Issue #10, opened 2021-10-30
SVG Encoding error


kit678:
Browser isn't able to render properly. Getting the following error:

This page contains the following errors:
error on line 18 at column 60: Encoding error
Below is a rendering of the page up to the first error.

________________________________
It renders properly up till birth date and time, so essentially renders 4 lines (including the name)

PR #231, opened 2026-07-02
v6.0.0 release-readiness: verified fixes from the deep review

g-battaglia:
## Summary

Implements every confirmed finding from the multi-agent deep review of `alpha/v6` (41 candidates → ~25 empirically confirmed), grouped into five independently-committed batches. Full suite green: **9,310 passed / 0 failed**; wheel builds and was smoke-tested from a clean venv.

### A — Blocking bugs (silently wrong data)
- **`nod_aps_ut` argument order** (`fix(planetary-nodes)`): `method="mean"` silently returned *osculating* nodes on both backends (Moon mean asc node 123.95° instead of 125.04° @ J2000). The regression test made the same swapped call; it now asserts `mean != osculating`.
- **Gauquelin sectors** (`fix(charts)`): `houses_ex2(b'G')` cusps *descend*, but the drawers assumed ascending — classic labels sat exactly 180° off, the modern overlay was mirrored (`rotate(+angle)` vs `rotate(-angle)` everywhere else), fallbacks were anchored at 0° Aries instead of the ASC, and hit-area wedges had inverted sweep flags. New invariant tests lock rotation-sign parity with the house ring at the ASC.
- **BCE Davison composites** (`fix(composite)`): midpoints decomposed proleptic-Gregorian while the BCE birth path re-encodes Julian+LMT — charts landed ~74 h off at year −100. Now an exact inverse (round-trip < 1 s), unit-tested with pure `julday`/`revjul` math in every test tier.
- **Planetocentric center body** (`fix(subject)`): a Marscentric chart carried the *geocentric* Mars labelled as planetocentric. The center body is now excluded with warnings at three levels (active-points resolution, calc loop, Arabic-Part prerequisites).

### B — Release hygiene
- Removed the 8 pre-b1 deprecated aliases + `kerykeion/_deprecation.py`, honoring the "removed in 6.0.0 stable" promise in their warnings.
- `libephemeris` pin relaxed to `>=3.0.0rc1,<4` (**TODO before tagging: bump the floor once 3.0.0 stable is on PyPI**); README documents the bundled 1849–2150 data range and tier downloads.
- swisseph backend auto-detects `~/.kerykeion/sweph` (the setup script's download target, now a shared constant) — previously the downloaded files were ignored without `KERYKEION_EPHE_PATH`, silently dropping Chiron and fixed stars.
- `next_return_from_year` deprecation names its removal version (7.0.0).

### C — Minor correctness
Ante-CE weekday from the local date; heliacal BCE datestamps as `-0049`; sub-second precision in heliocentric-return/node-crossing charts; dedicated glyphs for the five Lilith/Priapus/apse points (were all the generic FixedStar star); fixed stars count in element/quality distributions again; `DualReturnChart` validates secondary points like other dual types. SVG baselines and report golden files regenerated.

### D — Performance (verified identical output)
Per-planet scan steps sized from station acceleration + bisection stopped at the output's 1-second granularity: 100-year full-planet scans go **354 s → 44 s** (ingresses) and **107 s → 10 s** (stations), with **4,963 ingresses and 1,824 stations event-identical** (timestamps within 10 ms). Mercury keeps the half-day step — its boundary excursions can last mere hours (locked by the 1970-01-04 double-crossing test).

### E — Consolidation before the API freeze
One shared `jd_to_iso_utc` (was 5 copies, 2 divergent day-boundary behaviors), one `utilities.wrap_180` (was 4 variants, 2 boundary conventions), planet-id maps derived from `POINT_NUMBER_MAP`, midpoint delegating to `circular_mean`.

## Before tagging 6.0.0
- [ ] Regenerate `tests/fixtures/natal_ancient_rome_all_report.txt` on a machine with the extended DE441 kernel (distribution totals changed; this machine only has the medium tier — the regen script skips it by design).
- [ ] Bump the `libephemeris` floor to `>=3.0.0,<4` when the stable release lands.
- [ ] The new BCE Davison/weekday integration tests only run under the extended tier.

## Test plan
- Full suite: 9,310 passed / 1,410 skipped (tier-gated) / 0 failed.
- `uv build` + install into a clean venv: chart renders, mean lunar node 125.041 @ J2000 from the installed wheel.
- Before/after event-parity comparison for the perf changes (1980–2080, all planets).

https://claude.ai/code/session_01DtZXJJQ2rCrHY6tgoESKVC

## Summary by CodeRabbit

* **New Features**
  * Added support for more fixed stars and additional chart symbols in reports and SVG charts.
  * Improved support for return, composite, progression, and heliacal outputs with clearer timestamps and chart labels.

* **Bug Fixes**
  * Fixed chart rendering, aspect detection, house assignment, transit sorting, and sunrise/sunset edge cases.
  * Improved handling of polar locations, BCE dates, timezone changes, and missing ephemeris data.

* **Documentation**
  * Updated setup and usage notes, including supported date ranges and ephemeris download guidance.

* **Breaking Changes**
  * Empty point filters are now treated as truly empty; use the new sentinel behavior for default points.


g-battaglia:
All 7 review findings addressed in 735d1cbf — full suite green (9,311 passed / 0 failed).

1. **Center-body emptying a non-empty `active_points`** → now raises `KerykeionException` instead of inverting into a full chart via the empty-list "no filter" semantics. Test updated (`test_only_center_requested_raises`).
2. **Star loop ignoring the caller's point filter + planet-grade fallback** → star inclusion is now **opt-in** (`include_fixed_stars=True`, passed by the chart data factory), so `calculate_element_points(..., ["sun","moon"], method="pure_count")` sums exactly 2.0 again; stars weigh `_FIXED_STAR_FALLBACK_WEIGHT = 0.2` when absent from the table, never the 1.0 point fallback. Both repros are regression tests now.
3. **`swisseph_setup` importing `ephemeris_backend`** → `DEFAULT_SWEPH_DOWNLOAD_DIR` moved to `settings/config_constants` (dependency-free); the setup script no longer touches the backend module. One correction to the repro, verified empirically: `python -m kerykeion.swisseph_setup` executes the parent package `__init__`, which imports the backend at line 65 — so with `KERYKEION_BACKEND=swisseph` exported and pyswisseph missing, the script fails identically **on alpha/v6 too** (`import kerykeion` alone reproduces it). The layering fix is still right; the bootstrap ordering (download first, export after) is what the script's own final instructions prescribe, and fixing the package-init eagerness is out of scope here.
4. **Third slug convention** → the star weight lookup uses the shared catalog slugger (new public `fixed_stars.catalog.star_slug`, strip + spaces/hyphens → underscores): `' Spica '` now resolves its 0.2 table weight; regression test included.
5. **`REQUIRED_SECONDARY_CHART_TYPES` ≡ `DOUBLE_CHART_TYPES`** → aliased, with a comment explaining why they must stay one name.
6. **`jd_to_iso_utc` sibling copies** → new shared `jd_to_ymd_hms(jd, cal)` core; `jd_to_iso_utc` is a thin formatter over it, the Davison decomposition reuses it (round+carry block deleted), and the heliacal datestamp is `jd_to_iso_utc(jd).split("T", 1)[0]` as suggested. `utilities._split_decimal_hour_with_carry`/`_assemble_ancient_iso` were left as-is deliberately: they operate on already-split components with a proleptic-Julian day carry (no JD in hand), a different input domain — merging them would give the component path a calendar parameter and a revjul dependency it deliberately avoids.
7. **`_MAX_SAMPLES` admission vs per-planet steps** → the guard now divides by the finest step actually requested, so slow-body-only scans get proportional headroom; the stale "~2700 years" comments are corrected (stations: ~38,000 years at 7d). The unreachable `.get(name, _SAMPLE_STEP_DAYS)` fallback stays as a defensive default for future bodies added to `_PLANET_IDS`.

Thanks also for the three verified-and-discarded candidates — the 800-year no-missed-ingress sweep near stations is a nice confirmation of the step calibration.

https://claude.ai/code/session_01DtZXJJQ2rCrHY6tgoESKVC

g-battaglia:
## Second review pass: 43-finding full-package review addressed

Independent re-verification (4 adversarial verifier agents with empirical repros) confirmed **42/43 findings** (F35 partially: the llms.txt block compiles but mixes factories — fixed anyway; one repro's mechanism corrected: the swisseph_setup bootstrap failure predates the PR at `kerykeion/__init__.py:65`). All fixes are in 8 batch commits (`dbf89f68..83645268`), suite green: **9,319 passed / 0 failed**, docs gate 75/75.

**Fixed (35 findings):**
- **B1 GeoNames** (F3/F4/F5/F16): OR-gating with fill-only-missing; explicit coords/tz never overwritten by the centroid; `from_current_time` resolves the target tz before capturing the instant; `KerykeionException` on failed lookups.
- **B2 draw_planets** (F1/F8/F22): angles classified by NAME (`CHART_ANGLE_NAMES` replaces the fossil 22<idx<27 window); the stray dual-chart tick block is gone; circular-aware indicator grouping. SVG baselines regenerated.
- **B3 aspects** (F2/F20/F21): adaptive lookahead (verified: Einstein's 0.12° Ascendant square flips from Separating to the correct Applying in the goldens); wrapped `diff`; closest-aspect classification.
- **B4 report/serializer** (F6/F15/F26): return labels from the actual `return_type`; XML positions driven by `active_points`; consistent "Transit" naming.
- **B5 crashes/wrong data** (F7/F9/F10/F11/F12/F13/F14/F17): UTC-stepped ephemeris series (monotonic across DST); default-seeded orb colors; Sun guard in the Discepolo score; polar clamp in relocation; midnight-sun re-pairing; heliacal backend-error handling **including the libephemeris jd=0.0 sentinel that emitted fake -4713 events**; nodes `method` validation; lunar-phase extreme branches.
- **B6 edge cases** (F18/F19/F23/F24/F25/F27/F28) and **B7 release items** (F32/F33/F34/F35 — note F34's failing snippet was introduced by this PR's own README note; now a text fence, gate green).
- **B8 safe cleanups** (F40/F41/F42/F43).

**Deliberately not done, with reasons in the commits:**
- F29: `libephemeris` floor bump — still blocked upstream (no 3.0.0 stable on PyPI yet; TODO in pyproject).
- F30/F31: Alpha classifier + consolidated 6.0.0 changelog section — tag-time steps.
- F36/F37/F39: consolidations with real behavioral caveats flagged by the review itself (BCE/microsecond format differences, azimuth-convention conversion).
- F38: the four dead `charts_utils` helpers are public documented API from the v6 PEP8 rename pass — kept.

https://claude.ai/code/session_01DtZXJJQ2rCrHY6tgoESKVC

g-battaglia:
## Third review pass addressed (commit 01cf06d3)

Suite green: **9,324 passed / 0 failed**. Findings 1–4 fixed, 5–6 deferred with reasons.

**1 — pure_count fixed stars weighed 0.2** ✅ Real bug from this PR's `include_fixed_stars=True`. `_prepare_weight_lookup` now returns a method-aware star fallback (0.2 in weighted, 1.0 in pure_count); threaded through the distribution helper. Verified: Sun+Moon+Regulus in pure_count now totals 3.0, weighted still adds 0.2. Regression test added.

**2 — DominantsFactory elemental inconsistent with ChartDataFactory** ✅ The elemental school now opts into fixed stars, restoring the documented "numbers match the chart distribution" invariant. Verified end-to-end that a star-bearing subject's dominants percentages equal `ChartDataModel.element_distribution`. Regression test added.

**3 — active_points=[] semantics change** ✅ Kept (None is the documented sentinel; `[]` as a real filter matches the timing factories), now documented as a **breaking change** in CHANGELOG, including the noted divergence from AstrologicalSubjectFactory.

**4 — center-body exclusion repeated in 3 sites** ✅ Took the deep fix you suggested: the guard now lives at the single chokepoint `_calculate_single_planet` (every planetary position is written there), so any current/future path inherits it. The three inline `_PLANETOCENTRIC_CENTERS.get` recomputations collapse to one `_planetocentric_center_names` helper; the redundant loop `continue` is removed. New test asserts a direct call for the center body stores nothing.

**5 — Gauquelin descending convention across ~7 sites** ⏸️ Deferred. The sites live in genuinely different coordinate spaces (classic offset space `-180 - i*10` vs modern wheel-angle space `360 - i*10`, plus per-space rotate-sign/sweep-flag/midpoint-arc), so a single source of truth is awkward and consolidating risks re-introducing the classic/modern mirror mismatch this PR just fixed. All sites are covered by the Gauquelin regression tests added earlier.

**6 — jd_to_ymd_hms divmod tail** ⏸️ Deferred, per your own caveat that it's not a drop-in (proleptic-Julian revjul vs the component splitter's calendar); only the divmod tail is shared, marginal.

Also fixed a pre-existing midnight-boundary flake in `test_from_current_time` (it compared a Europe/London chart against the host's local clock).

https://claude.ai/code/session_01DtZXJJQ2rCrHY6tgoESKVC

g-battaglia:
## Fourth-pass finding addressed (commit 29a8ec8d)

**Heliacal `next_heliacal_rising()` leaked a raw `ValueError`** on a no-event lookup — you're right, that's a genuine contract inconsistency I introduced with the B5 jd=0.0 guard. The multi-event `search_events` catches `_NO_EVENT_ERRORS` (ValueError + swisseph.Error), but the single-event method called `_find_event` unwrapped, so callers got a bare `ValueError` on libephemeris and a bare `swisseph.Error` on the swiss backend — bypassing the library's `KerykeionException` "no result" convention (nodes, retrograde, returns all raise it).

Fixed: `next_heliacal_rising` now normalizes both backend signals to `KerykeionException` with a documented `Raises` clause, so callers see one exception type regardless of backend. Regression test drives the libephemeris jd=0.0 sentinel via monkeypatch (astronomy-independent). Suite green.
============
To do.
Where the string "Third" occurs in the data, return the whole line.

The answer.
4. **Third slug convention** → the star weight lookup uses the shared catalog slugger (new public `fixed_stars.catalog.star_slug`, strip + spaces/hyphens → underscores): `' Spica '` now resolves its 0.2 table weight; regression test included.
## Third review pass addressed (commit 01cf06d3)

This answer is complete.